DATA:
PR #2312, opened 2024-08-14
Refactor example manipulation to use an AST

iwahbe:


iwahbe:
To merge, I think we need to add tests for splicing together external examples (I don't think that situation is under test at all right now). Otherwise I think this is ready to merge.

pkg/tfgen/parse/meta.go
```diff
@@ -0,0 +1,78 @@
...
+// distributed under the License is distributed on an "AS IS" BASIS,
+// WITHOUT WARRANTIES OR CONDITIONS OF ANY KIND, either express or implied.
+// See the License for the specific language governing permissions and
+// limitations under the License.
+
+package parse
+
+import (
+	"github.com/yuin/goldmark"
+	meta "github.com/yuin/goldmark-meta"
```
guineveresaenger, line 19: nice find! Feel free to ignore me on this, but is there a reason we need to alias this here? I have to admit I went back and forth a bit on "meta" being a bit overloaded as a word in general, and leaving it as `goldmark-meta` at least tells the future maintainer that it's a parser thing.

pkg/tfgen/docs.go
```diff
@@ -372,34 +373,17 @@ var (
...
-
-	offset := len(text) - len(bytes)
-	contract.Assertf(offset >= 0, "The offset generated by chopping of the front-matter cannot be negative")
+	bytes := []byte(content)
 
 	gm := goldmark.New(goldmark.WithExtensions(parse.TFRegistryExtension))
 
 	headers := []int{}
-	parse.WalkNode(gm.Parser().Parse(gmtext.NewReader(bytes)), func(heading *gmast.Heading) {
+	parse.WalkNode(gm.Parser().Parse(text.NewReader(bytes)), func(heading *ast.Heading) {
```
guineveresaenger, line 386: 💟

pkg/tfgen/docs.go
```diff
@@ -515,19 +497,110 @@ func (p *tfMarkdownParser) readFile(name string) ([]byte, error) {
...
+			header.RemoveChildren(header)
+			header.AppendChild(header, ast.NewString(matches[2]))
+		}
+
+		nestedExampleSections = append(nestedExampleSections, node)
+		return ast.WalkContinue, nil
+	})
+	contract.AssertNoErrorf(err, "impossible - the walker doesn't return an error")
+
+	// TODO: transform H4 sections that contain code snippets into H3 sections.
```
guineveresaenger, line 565: This looks like it would be blocking a merge, no?

pkg/tfgen/parse/meta.go
iwahbe: We don't need the alias... it's actually implied. `-` is not valid in Go's identifier syntax, so it just drops the `goldmark-` part:

```go
import "github.com/yuin/goldmark-meta"

...

func myFunc(meta.Extension) {}
```

pkg/tfgen/docs_test.go
```diff
@@ -1360,11 +1307,24 @@ Basic usage:`
...
+		).Convert([]byte(input), &out)
+		require.NoError(t, err)
+
+		exp := make([]string, len(expected))
+		for i, e := range expected {
+			exp[i] = strings.Join(e, "\n")
+		}
 
-		assert.Equal(t, expected, actual)
+		assertEqualHTML(t, strings.Join(exp, "\n"), out.String())
```
guineveresaenger, line 1327: 😀

pkg/tfgen/docs.go
```diff
@@ -515,19 +497,135 @@ func (p *tfMarkdownParser) readFile(name string) ([]byte, error) {
...
+	} else {
+		e.replaceExamples(node, reader, pc)
+	}
+}
+
+var exampleHeaderRegexp = regexp.MustCompile(`(?i)^(Example Usage\s*)(?:(?:(?:for|of|[\pP]+)\s*)?(.*?)\s*)?$`)
+
+func (e exampleTransformer) reformatExamples(node *ast.Document, reader text.Reader, pc parser.Context) {
+	// First, find the canonical "Example Usage" section and all other docs sections.
+	var cannonicalExampleSection *section.Section
```
guineveresaenger, line 558:
```suggestion
	var canonicalExampleSection *section.Section
```
and similar below

pkg/tfgen/docs.go
```diff
@@ -372,34 +373,17 @@ var (
 	listMarkerRegex         = regexp.MustCompile("[-*+]")
 )
 
-func trimFrontMatter(text []byte) []byte {
```
guineveresaenger, line 375: I think this removal may be a merge conflict at this point :(

guineveresaenger (approved):
I'd love to get the typo fixed but this looks great!

pkg/tfgen/parse/extension.go
```diff
@@ -40,12 +44,29 @@ var TFRegistryExtension goldmark.Extender = tfRegistryExtension{}
...
 func (s tfRegistryExtension) Extend(md goldmark.Markdown) {
+	md.SetRenderer(markdown.NewRenderer())
 	extension.GFM.Extend(md)     // GitHub Flavored Markdown
 	section.Extension.Extend(md) // AST defined sections
 	meta.Extension.Extend(md)    // Support for YAML metadata blocks
 	md.Parser().AddOptions(parser.WithASTTransformers(
 		util.Prioritized(recognizeHeaderAfterHTML{}, 902),
 	))
+	md.Renderer().AddOptions(renderer.WithNodeRenderers(
+		util.Prioritized(tableRenderer{md.Renderer()}, 499),
```
guineveresaenger, line 55: Could we add a short version of the commit description as a code comment here? Just like "we do this so the SDKs have docs that make sense"

pkg/tfgen/parse/extension.go
```diff
@@ -40,12 +44,29 @@ var TFRegistryExtension goldmark.Extender = tfRegistryExtension{}
...
+		util.Prioritized(renderType{
+			kind: ast.KindString,
```
guineveresaenger, line 57: Can we keep the explanation here as well?

guineveresaenger (approved):
nice find! I also like that the string renderer is refactored into the extension. 👍

iwahbe:
I ran a downstream test run and reviewed the results. There are still wholes in our test coverage. I saw a bunch of positive changes, which makes me think this PR is worth merging. These include (but are not limited to):

Better parsing removes `- - -` from GCP (for every resource), inlining footnotes (necessary since we chop up the upstream document), and preventing the `## # Resource: ...` pattern we see in many upstream providers.

---

Unfortunately, the PR also introduces some blocking regressions:

Previously, every title was Title Cased. We have accidentally dropped that behavior.
Links are rendered as absolute, so `https://...` is now rendered as `[https://...](https://...)`. This is irrelevant to HTML but makes the markdown less readable.

Most concerning, some providers leaked their frontmatter into the upstream docs, for example newrelic and nomad:

- https://github.com/pulumi/pulumi-newrelic/pull/859/files: `sdk/dotnet/DataPartitionRule.cs`
-  https://github.com/pulumi/pulumi-nomad/pull/407/files#diff-3954e5395e691069e93a8adf679180973d1475eb3092c2a25e738c72c1c332c7: `sdk/dotnet/GetAclRoles.cs`

iwahbe:
Marking as a draft since this contains known regressions.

TASK INSTRUCTIONS:
Every entry needs to be written out again, exactly as given.

ANSWER SECTION:
PR #2312, opened 2024-08-14
Refactor example manipulation to use an AST

iwahbe:


iwahbe:
To merge, I think we need to add tests for splicing together external examples (I don't think that situation is under test at all right now). Otherwise I think this is ready to merge.

pkg/tfgen/parse/meta.go
```diff
@@ -0,0 +1,78 @@
...
+// distributed under the License is distributed on an "AS IS" BASIS,
+// WITHOUT WARRANTIES OR CONDITIONS OF ANY KIND, either express or implied.
+// See the License for the specific language governing permissions and
+// limitations under the License.
+
+package parse
+
+import (
+	"github.com/yuin/goldmark"
+	meta "github.com/yuin/goldmark-meta"
```
guineveresaenger, line 19: nice find! Feel free to ignore me on this, but is there a reason we need to alias this here? I have to admit I went back and forth a bit on "meta" being a bit overloaded as a word in general, and leaving it as `goldmark-meta` at least tells the future maintainer that it's a parser thing.

pkg/tfgen/docs.go
```diff
@@ -372,34 +373,17 @@ var (
...
-
-	offset := len(text) - len(bytes)
-	contract.Assertf(offset >= 0, "The offset generated by chopping of the front-matter cannot be negative")
+	bytes := []byte(content)
 
 	gm := goldmark.New(goldmark.WithExtensions(parse.TFRegistryExtension))
 
 	headers := []int{}
-	parse.WalkNode(gm.Parser().Parse(gmtext.NewReader(bytes)), func(heading *gmast.Heading) {
+	parse.WalkNode(gm.Parser().Parse(text.NewReader(bytes)), func(heading *ast.Heading) {
```
guineveresaenger, line 386: 💟

pkg/tfgen/docs.go
```diff
@@ -515,19 +497,110 @@ func (p *tfMarkdownParser) readFile(name string) ([]byte, error) {
...
+			header.RemoveChildren(header)
+			header.AppendChild(header, ast.NewString(matches[2]))
+		}
+
+		nestedExampleSections = append(nestedExampleSections, node)
+		return ast.WalkContinue, nil
+	})
+	contract.AssertNoErrorf(err, "impossible - the walker doesn't return an error")
+
+	// TODO: transform H4 sections that contain code snippets into H3 sections.
```
guineveresaenger, line 565: This looks like it would be blocking a merge, no?

pkg/tfgen/parse/meta.go
iwahbe: We don't need the alias... it's actually implied. `-` is not valid in Go's identifier syntax, so it just drops the `goldmark-` part:

```go
import "github.com/yuin/goldmark-meta"

...

func myFunc(meta.Extension) {}
```

pkg/tfgen/docs_test.go
```diff
@@ -1360,11 +1307,24 @@ Basic usage:`
...
+		).Convert([]byte(input), &out)
+		require.NoError(t, err)
+
+		exp := make([]string, len(expected))
+		for i, e := range expected {
+			exp[i] = strings.Join(e, "\n")
+		}
 
-		assert.Equal(t, expected, actual)
+		assertEqualHTML(t, strings.Join(exp, "\n"), out.String())
```
guineveresaenger, line 1327: 😀

pkg/tfgen/docs.go
```diff
@@ -515,19 +497,135 @@ func (p *tfMarkdownParser) readFile(name string) ([]byte, error) {
...
+	} else {
+		e.replaceExamples(node, reader, pc)
+	}
+}
+
+var exampleHeaderRegexp = regexp.MustCompile(`(?i)^(Example Usage\s*)(?:(?:(?:for|of|[\pP]+)\s*)?(.*?)\s*)?$`)
+
+func (e exampleTransformer) reformatExamples(node *ast.Document, reader text.Reader, pc parser.Context) {
+	// First, find the canonical "Example Usage" section and all other docs sections.
+	var cannonicalExampleSection *section.Section
```
guineveresaenger, line 558:
```suggestion
	var canonicalExampleSection *section.Section
```
and similar below

pkg/tfgen/docs.go
```diff
@@ -372,34 +373,17 @@ var (
 	listMarkerRegex         = regexp.MustCompile("[-*+]")
 )
 
-func trimFrontMatter(text []byte) []byte {
```
guineveresaenger, line 375: I think this removal may be a merge conflict at this point :(

guineveresaenger (approved):
I'd love to get the typo fixed but this looks great!

pkg/tfgen/parse/extension.go
```diff
@@ -40,12 +44,29 @@ var TFRegistryExtension goldmark.Extender = tfRegistryExtension{}
...
 func (s tfRegistryExtension) Extend(md goldmark.Markdown) {
+	md.SetRenderer(markdown.NewRenderer())
 	extension.GFM.Extend(md)     // GitHub Flavored Markdown
 	section.Extension.Extend(md) // AST defined sections
 	meta.Extension.Extend(md)    // Support for YAML metadata blocks
 	md.Parser().AddOptions(parser.WithASTTransformers(
 		util.Prioritized(recognizeHeaderAfterHTML{}, 902),
 	))
+	md.Renderer().AddOptions(renderer.WithNodeRenderers(
+		util.Prioritized(tableRenderer{md.Renderer()}, 499),
```
guineveresaenger, line 55: Could we add a short version of the commit description as a code comment here? Just like "we do this so the SDKs have docs that make sense"

pkg/tfgen/parse/extension.go
```diff
@@ -40,12 +44,29 @@ var TFRegistryExtension goldmark.Extender = tfRegistryExtension{}
...
+		util.Prioritized(renderType{
+			kind: ast.KindString,
```
guineveresaenger, line 57: Can we keep the explanation here as well?

guineveresaenger (approved):
nice find! I also like that the string renderer is refactored into the extension. 👍

iwahbe:
I ran a downstream test run and reviewed the results. There are still wholes in our test coverage. I saw a bunch of positive changes, which makes me think this PR is worth merging. These include (but are not limited to):

Better parsing removes `- - -` from GCP (for every resource), inlining footnotes (necessary since we chop up the upstream document), and preventing the `## # Resource: ...` pattern we see in many upstream providers.

---

Unfortunately, the PR also introduces some blocking regressions:

Previously, every title was Title Cased. We have accidentally dropped that behavior.
Links are rendered as absolute, so `https://...` is now rendered as `[https://...](https://...)`. This is irrelevant to HTML but makes the markdown less readable.

Most concerning, some providers leaked their frontmatter into the upstream docs, for example newrelic and nomad:

- https://github.com/pulumi/pulumi-newrelic/pull/859/files: `sdk/dotnet/DataPartitionRule.cs`
-  https://github.com/pulumi/pulumi-nomad/pull/407/files#diff-3954e5395e691069e93a8adf679180973d1475eb3092c2a25e738c72c1c332c7: `sdk/dotnet/GetAclRoles.cs`

iwahbe:
Marking as a draft since this contains known regressions.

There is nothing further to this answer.